*RECORDS SHOWN*:
Content starts
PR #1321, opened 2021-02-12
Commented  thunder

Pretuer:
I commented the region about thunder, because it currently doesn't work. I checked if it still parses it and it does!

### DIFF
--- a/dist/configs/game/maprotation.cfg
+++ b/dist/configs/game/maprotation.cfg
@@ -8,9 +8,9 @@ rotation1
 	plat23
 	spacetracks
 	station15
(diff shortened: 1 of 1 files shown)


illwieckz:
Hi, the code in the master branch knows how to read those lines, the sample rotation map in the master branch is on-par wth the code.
Content ends
Content starts
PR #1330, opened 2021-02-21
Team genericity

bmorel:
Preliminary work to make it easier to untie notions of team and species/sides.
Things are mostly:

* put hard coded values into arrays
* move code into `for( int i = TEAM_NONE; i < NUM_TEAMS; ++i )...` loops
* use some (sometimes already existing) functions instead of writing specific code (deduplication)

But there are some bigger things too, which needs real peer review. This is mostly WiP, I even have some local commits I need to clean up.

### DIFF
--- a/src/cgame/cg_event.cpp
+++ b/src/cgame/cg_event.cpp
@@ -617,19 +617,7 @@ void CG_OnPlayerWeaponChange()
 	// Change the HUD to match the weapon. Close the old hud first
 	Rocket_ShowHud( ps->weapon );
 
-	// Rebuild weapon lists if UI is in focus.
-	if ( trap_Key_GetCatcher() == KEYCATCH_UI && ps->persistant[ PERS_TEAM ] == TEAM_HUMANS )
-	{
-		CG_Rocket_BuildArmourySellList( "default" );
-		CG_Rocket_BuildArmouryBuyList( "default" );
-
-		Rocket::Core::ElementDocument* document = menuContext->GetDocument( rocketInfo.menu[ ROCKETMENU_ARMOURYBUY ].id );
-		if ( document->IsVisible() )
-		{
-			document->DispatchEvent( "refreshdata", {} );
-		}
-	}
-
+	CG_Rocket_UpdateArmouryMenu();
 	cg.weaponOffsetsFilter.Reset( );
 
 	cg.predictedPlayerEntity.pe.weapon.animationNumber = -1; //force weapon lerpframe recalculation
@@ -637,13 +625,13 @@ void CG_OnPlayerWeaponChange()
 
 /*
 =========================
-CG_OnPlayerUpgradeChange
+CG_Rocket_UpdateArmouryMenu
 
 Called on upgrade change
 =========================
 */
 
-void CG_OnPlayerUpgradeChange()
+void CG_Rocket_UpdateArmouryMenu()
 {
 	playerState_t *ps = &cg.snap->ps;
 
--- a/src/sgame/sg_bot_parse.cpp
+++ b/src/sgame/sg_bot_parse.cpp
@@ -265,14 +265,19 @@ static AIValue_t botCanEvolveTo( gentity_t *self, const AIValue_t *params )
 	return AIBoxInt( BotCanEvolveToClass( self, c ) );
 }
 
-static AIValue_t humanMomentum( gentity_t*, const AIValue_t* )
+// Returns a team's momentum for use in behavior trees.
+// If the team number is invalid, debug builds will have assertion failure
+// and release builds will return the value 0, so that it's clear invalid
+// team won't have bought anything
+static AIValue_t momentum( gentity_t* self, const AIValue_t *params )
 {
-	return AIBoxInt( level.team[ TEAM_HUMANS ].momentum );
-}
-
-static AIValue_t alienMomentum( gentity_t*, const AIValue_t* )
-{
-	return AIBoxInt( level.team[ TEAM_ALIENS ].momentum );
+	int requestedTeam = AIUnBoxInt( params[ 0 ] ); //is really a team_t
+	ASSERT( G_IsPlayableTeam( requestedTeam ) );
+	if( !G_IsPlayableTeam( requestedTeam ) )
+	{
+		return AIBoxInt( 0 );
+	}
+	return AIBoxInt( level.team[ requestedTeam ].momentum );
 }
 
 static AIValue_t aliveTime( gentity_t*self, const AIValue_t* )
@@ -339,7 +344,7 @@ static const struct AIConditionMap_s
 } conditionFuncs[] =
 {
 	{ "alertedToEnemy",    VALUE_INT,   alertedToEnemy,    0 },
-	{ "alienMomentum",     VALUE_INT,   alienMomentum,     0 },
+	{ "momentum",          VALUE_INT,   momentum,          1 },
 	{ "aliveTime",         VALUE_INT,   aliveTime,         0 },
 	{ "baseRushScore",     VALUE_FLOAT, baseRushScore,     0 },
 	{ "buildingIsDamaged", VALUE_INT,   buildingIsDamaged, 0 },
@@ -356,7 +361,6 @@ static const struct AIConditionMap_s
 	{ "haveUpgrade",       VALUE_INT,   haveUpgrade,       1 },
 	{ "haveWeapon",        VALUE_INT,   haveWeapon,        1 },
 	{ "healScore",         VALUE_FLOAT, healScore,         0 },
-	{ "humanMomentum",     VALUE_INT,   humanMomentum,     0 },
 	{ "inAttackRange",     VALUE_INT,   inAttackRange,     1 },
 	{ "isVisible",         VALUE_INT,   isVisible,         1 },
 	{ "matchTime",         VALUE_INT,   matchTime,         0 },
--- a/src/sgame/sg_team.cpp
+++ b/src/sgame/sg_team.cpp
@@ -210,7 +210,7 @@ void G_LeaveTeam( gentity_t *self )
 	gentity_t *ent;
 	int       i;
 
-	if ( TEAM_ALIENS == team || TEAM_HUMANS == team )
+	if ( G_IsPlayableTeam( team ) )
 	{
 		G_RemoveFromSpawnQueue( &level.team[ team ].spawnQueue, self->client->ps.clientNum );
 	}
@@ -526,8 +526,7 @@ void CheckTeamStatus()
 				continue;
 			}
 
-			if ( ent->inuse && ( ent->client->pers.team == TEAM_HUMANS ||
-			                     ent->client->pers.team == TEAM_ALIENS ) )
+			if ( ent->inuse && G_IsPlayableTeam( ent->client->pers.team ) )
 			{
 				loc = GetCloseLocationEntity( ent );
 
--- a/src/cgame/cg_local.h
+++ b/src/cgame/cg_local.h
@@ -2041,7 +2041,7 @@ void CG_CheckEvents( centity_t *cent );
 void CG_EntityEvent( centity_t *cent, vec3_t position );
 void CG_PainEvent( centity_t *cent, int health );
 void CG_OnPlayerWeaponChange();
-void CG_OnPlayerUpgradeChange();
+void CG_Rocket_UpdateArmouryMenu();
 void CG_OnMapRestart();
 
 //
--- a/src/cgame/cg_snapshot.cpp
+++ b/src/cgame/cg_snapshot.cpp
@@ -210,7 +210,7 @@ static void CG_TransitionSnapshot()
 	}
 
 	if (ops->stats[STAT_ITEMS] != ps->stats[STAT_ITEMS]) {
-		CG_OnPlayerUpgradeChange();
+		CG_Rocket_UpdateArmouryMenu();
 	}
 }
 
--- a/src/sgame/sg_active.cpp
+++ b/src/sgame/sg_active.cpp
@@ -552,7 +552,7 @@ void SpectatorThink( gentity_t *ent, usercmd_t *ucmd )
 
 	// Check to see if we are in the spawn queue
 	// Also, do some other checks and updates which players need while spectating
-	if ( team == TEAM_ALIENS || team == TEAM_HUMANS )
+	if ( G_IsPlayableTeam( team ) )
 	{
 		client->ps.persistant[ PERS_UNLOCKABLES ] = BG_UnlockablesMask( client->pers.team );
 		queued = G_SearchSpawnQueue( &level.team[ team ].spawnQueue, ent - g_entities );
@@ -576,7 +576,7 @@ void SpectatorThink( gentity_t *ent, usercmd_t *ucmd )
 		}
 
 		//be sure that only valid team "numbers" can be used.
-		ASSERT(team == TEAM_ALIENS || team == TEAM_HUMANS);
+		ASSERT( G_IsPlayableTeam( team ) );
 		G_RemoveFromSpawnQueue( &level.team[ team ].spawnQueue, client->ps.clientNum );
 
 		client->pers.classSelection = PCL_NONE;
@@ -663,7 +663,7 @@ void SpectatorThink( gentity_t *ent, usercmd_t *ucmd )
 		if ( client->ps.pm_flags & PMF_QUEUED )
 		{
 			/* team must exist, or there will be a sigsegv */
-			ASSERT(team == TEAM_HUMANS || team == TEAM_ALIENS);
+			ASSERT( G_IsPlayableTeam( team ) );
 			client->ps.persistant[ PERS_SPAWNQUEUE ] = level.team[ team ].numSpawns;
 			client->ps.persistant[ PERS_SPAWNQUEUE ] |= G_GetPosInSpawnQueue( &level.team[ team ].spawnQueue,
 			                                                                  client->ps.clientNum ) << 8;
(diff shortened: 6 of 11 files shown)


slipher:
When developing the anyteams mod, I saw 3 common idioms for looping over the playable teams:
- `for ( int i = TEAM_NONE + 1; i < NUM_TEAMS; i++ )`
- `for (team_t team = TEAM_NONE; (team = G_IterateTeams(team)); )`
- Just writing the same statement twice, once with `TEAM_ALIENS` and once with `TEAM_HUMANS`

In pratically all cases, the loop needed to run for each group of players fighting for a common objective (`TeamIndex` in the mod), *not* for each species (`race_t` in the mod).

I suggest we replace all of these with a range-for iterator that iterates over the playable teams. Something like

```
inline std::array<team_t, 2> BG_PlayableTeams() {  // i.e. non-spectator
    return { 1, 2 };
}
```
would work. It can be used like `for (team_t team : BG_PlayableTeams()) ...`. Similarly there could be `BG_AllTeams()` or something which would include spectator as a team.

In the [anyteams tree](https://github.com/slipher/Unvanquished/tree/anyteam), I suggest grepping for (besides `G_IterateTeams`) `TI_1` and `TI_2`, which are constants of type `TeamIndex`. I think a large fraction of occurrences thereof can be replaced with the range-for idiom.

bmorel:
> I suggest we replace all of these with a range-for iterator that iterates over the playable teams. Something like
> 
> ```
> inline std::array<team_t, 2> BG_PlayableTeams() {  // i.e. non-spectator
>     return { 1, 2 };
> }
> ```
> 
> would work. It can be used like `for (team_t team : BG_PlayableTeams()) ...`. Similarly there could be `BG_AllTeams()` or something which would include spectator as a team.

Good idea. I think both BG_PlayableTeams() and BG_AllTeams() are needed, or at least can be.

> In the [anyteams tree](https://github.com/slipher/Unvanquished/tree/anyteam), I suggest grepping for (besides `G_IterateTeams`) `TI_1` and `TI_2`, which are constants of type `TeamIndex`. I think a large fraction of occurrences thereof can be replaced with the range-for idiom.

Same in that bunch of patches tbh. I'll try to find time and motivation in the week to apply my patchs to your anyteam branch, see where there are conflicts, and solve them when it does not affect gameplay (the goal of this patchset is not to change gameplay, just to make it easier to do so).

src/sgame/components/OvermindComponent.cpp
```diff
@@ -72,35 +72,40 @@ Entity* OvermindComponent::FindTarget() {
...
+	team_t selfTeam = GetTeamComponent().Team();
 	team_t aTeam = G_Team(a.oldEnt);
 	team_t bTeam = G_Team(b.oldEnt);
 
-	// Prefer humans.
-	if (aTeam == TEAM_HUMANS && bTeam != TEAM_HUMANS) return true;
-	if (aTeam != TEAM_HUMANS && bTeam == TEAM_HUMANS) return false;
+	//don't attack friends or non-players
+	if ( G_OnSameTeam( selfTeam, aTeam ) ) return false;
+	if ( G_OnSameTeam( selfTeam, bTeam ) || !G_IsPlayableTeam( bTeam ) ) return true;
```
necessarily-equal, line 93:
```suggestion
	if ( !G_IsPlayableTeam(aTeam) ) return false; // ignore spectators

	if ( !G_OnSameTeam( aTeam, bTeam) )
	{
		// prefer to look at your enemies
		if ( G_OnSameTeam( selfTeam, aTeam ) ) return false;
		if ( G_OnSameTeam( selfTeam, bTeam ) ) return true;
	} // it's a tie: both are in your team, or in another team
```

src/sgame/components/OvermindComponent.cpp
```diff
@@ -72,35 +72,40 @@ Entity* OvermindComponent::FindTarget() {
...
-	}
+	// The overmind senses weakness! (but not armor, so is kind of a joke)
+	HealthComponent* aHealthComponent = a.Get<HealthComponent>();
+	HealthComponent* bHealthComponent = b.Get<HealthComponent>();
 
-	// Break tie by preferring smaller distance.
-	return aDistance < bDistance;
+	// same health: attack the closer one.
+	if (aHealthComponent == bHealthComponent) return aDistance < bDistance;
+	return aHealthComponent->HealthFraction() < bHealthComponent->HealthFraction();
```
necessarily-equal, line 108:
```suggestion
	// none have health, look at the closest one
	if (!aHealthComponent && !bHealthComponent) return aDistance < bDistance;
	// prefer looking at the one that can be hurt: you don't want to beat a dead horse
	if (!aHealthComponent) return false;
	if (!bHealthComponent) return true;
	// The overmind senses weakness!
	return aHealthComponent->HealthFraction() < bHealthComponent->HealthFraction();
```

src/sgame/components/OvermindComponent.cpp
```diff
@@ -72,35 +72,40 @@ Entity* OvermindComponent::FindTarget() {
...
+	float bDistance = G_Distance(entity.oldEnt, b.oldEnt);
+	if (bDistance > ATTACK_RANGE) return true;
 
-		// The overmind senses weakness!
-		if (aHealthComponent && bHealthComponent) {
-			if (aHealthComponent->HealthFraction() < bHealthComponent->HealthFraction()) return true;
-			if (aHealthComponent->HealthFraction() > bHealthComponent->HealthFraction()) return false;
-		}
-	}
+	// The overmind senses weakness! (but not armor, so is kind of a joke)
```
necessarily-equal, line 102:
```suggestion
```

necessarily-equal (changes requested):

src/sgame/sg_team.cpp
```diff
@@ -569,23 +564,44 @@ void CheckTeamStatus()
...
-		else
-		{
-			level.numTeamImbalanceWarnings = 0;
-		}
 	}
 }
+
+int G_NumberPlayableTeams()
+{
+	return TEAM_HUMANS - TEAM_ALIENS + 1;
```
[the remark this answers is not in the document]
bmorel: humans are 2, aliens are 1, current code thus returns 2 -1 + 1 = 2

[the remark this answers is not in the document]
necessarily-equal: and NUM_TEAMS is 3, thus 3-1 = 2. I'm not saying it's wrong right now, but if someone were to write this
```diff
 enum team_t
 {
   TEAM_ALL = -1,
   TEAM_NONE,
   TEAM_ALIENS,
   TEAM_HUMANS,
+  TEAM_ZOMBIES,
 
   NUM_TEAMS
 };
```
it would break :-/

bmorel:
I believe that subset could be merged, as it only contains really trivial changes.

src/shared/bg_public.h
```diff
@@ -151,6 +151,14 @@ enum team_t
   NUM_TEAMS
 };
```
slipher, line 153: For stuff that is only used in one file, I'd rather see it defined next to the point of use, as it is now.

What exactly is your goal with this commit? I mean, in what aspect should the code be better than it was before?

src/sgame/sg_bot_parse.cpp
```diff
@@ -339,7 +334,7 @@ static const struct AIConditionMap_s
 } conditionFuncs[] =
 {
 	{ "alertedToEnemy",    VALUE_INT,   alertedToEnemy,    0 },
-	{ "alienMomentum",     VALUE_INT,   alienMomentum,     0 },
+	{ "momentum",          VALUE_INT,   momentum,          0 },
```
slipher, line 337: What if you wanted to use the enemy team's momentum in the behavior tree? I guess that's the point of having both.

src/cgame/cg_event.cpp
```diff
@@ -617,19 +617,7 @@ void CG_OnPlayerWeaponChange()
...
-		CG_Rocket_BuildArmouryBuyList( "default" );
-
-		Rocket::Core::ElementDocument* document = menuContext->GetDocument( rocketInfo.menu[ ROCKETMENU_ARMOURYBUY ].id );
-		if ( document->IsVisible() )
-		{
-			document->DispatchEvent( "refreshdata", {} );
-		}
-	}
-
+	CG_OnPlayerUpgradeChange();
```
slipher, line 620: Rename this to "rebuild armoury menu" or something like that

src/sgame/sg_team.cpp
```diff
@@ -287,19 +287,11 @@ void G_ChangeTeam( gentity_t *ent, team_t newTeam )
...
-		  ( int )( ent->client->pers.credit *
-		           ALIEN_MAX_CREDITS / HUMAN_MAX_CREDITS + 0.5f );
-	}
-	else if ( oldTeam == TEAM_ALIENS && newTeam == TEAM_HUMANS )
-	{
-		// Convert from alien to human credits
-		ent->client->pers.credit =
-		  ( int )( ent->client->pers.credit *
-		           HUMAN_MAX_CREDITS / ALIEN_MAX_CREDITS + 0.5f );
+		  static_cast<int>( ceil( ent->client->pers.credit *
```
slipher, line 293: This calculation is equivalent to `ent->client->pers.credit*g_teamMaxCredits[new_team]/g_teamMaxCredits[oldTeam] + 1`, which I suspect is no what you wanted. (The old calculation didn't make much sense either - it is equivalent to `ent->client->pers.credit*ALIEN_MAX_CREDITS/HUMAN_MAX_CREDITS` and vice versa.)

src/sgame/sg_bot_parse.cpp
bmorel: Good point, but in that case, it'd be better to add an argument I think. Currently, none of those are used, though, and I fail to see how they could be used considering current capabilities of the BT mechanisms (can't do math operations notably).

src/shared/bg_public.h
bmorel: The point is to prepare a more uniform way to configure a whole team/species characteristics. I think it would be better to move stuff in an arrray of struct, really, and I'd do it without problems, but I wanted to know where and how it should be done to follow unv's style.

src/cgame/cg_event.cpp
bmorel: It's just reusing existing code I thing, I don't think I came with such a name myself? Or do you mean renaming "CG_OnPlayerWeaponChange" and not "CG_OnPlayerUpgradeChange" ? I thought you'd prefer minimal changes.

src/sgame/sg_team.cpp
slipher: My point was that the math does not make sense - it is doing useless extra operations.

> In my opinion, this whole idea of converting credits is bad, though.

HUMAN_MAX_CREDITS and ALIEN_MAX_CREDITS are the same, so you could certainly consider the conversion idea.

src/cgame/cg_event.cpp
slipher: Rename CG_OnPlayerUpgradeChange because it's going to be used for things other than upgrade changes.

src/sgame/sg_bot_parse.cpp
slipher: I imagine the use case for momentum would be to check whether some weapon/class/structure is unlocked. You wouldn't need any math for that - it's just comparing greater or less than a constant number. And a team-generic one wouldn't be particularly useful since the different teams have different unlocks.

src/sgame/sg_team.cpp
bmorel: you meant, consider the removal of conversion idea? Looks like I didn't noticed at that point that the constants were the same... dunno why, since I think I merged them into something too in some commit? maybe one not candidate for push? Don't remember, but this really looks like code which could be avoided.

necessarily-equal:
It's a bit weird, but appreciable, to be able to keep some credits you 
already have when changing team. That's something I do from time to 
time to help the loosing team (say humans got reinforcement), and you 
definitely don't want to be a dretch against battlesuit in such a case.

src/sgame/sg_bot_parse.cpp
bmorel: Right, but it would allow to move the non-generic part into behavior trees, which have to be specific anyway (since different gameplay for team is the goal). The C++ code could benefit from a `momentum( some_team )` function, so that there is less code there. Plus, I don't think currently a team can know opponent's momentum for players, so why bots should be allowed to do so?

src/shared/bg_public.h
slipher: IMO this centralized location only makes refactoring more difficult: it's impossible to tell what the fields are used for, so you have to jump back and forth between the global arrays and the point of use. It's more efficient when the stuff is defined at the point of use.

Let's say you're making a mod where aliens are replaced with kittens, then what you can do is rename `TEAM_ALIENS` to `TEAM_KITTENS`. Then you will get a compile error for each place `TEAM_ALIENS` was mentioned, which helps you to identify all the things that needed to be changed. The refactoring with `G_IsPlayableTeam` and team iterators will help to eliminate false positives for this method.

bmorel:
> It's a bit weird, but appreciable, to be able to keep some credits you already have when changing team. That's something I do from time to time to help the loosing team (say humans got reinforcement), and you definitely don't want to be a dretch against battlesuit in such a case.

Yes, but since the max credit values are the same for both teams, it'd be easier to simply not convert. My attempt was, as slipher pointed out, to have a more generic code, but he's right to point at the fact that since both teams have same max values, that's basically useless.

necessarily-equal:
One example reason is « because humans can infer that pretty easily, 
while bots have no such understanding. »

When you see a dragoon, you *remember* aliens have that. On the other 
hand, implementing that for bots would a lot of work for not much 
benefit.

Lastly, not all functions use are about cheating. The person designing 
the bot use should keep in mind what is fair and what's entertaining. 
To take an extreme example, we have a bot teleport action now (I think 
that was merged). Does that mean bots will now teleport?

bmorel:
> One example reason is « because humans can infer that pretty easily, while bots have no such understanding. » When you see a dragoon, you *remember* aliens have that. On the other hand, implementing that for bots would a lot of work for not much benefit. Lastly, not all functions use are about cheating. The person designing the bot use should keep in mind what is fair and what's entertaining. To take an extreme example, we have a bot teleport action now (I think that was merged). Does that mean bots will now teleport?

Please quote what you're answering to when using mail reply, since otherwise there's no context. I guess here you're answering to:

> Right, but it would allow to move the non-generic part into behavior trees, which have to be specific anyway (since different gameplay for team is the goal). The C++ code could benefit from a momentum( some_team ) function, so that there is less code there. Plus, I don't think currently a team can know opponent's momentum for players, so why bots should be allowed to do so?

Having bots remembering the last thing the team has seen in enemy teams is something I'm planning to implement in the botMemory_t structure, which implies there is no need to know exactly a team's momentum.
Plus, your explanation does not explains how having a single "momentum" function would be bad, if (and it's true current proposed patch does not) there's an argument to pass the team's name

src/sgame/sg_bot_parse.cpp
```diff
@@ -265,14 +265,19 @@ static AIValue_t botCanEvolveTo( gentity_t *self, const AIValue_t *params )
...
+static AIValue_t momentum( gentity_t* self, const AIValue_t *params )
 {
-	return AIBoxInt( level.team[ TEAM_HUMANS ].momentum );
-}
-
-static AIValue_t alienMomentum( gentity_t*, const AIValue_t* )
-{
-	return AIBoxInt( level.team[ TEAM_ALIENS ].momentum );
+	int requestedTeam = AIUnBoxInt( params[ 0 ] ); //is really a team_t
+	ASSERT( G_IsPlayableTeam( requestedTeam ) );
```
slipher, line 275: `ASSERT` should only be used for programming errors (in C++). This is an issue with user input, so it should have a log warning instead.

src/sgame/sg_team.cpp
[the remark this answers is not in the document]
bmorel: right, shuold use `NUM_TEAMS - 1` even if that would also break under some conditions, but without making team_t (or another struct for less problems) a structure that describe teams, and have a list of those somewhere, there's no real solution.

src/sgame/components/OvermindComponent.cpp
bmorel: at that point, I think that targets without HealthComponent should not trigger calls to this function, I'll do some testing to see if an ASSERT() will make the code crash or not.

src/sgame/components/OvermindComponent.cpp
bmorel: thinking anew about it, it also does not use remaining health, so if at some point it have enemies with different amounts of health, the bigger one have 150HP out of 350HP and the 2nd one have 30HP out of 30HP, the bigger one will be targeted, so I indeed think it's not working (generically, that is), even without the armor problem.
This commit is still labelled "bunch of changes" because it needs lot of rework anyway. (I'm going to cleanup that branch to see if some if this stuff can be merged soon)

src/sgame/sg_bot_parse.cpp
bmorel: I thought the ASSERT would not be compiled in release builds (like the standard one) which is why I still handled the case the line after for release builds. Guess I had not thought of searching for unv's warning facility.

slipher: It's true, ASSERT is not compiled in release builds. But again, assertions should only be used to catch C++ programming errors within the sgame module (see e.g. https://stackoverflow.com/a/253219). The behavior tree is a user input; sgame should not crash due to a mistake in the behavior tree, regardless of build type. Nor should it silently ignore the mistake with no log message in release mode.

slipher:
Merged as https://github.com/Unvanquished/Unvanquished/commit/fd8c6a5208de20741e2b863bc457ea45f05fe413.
Content ends
A single number is requested: the count of lines in the data that hold "Similarly".

*OUTPUT*:
2